Áustria investiga suspeitos de 'safari humano' durante Guerra da Bósnia
Áustria investiga 'safari humano' na Guerra da Bósnia

As autoridades austríacas iniciaram uma investigação sobre dois suspeitos envolvidos em atividades conhecidas como 'safari humano' durante a Guerra da Bósnia, ocorrida no distrito de Sarajevo. Segundo informações do Ministério da Justiça austríaco, os acusados teriam participado de excursões nas quais franco-atiradores pagavam para atirar em civis enquanto o conflito acontecia.
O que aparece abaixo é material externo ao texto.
Issue #1564, opened 2023-03-22
Use stageMultipleReportingRequirementFormChanges function


tmastrom:
### Use stageMultipleReportingRequirementFormChanges function

`stageReportFormChanges` is deprecated. 
The Project Funding Agreement Form and Emission Intensity Report Form should use `stageMultipleReportingRequirementFormChanges` instead.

A investigação busca esclarecer detalhes sobre essas práticas, que chocaram a comunidade internacional. Os suspeitos, cujos nomes não foram divulgados, são acusados de organizar e guiar essas expedições, nas quais os atiradores escolhiam alvos civis aleatórios. O caso ganhou repercussão após denúncias de organizações de direitos humanos.

Detalhes da investigação

O Ministério da Justiça da Áustria informou que as investigações estão em estágio inicial, com coleta de depoimentos e análise de documentos. As autoridades buscam determinar a extensão da participação dos suspeitos e possíveis conexões com outros envolvidos. A Guerra da Bósnia (1992-1995) foi marcada por graves violações de direitos humanos, incluindo limpeza étnica e assassinatos em massa.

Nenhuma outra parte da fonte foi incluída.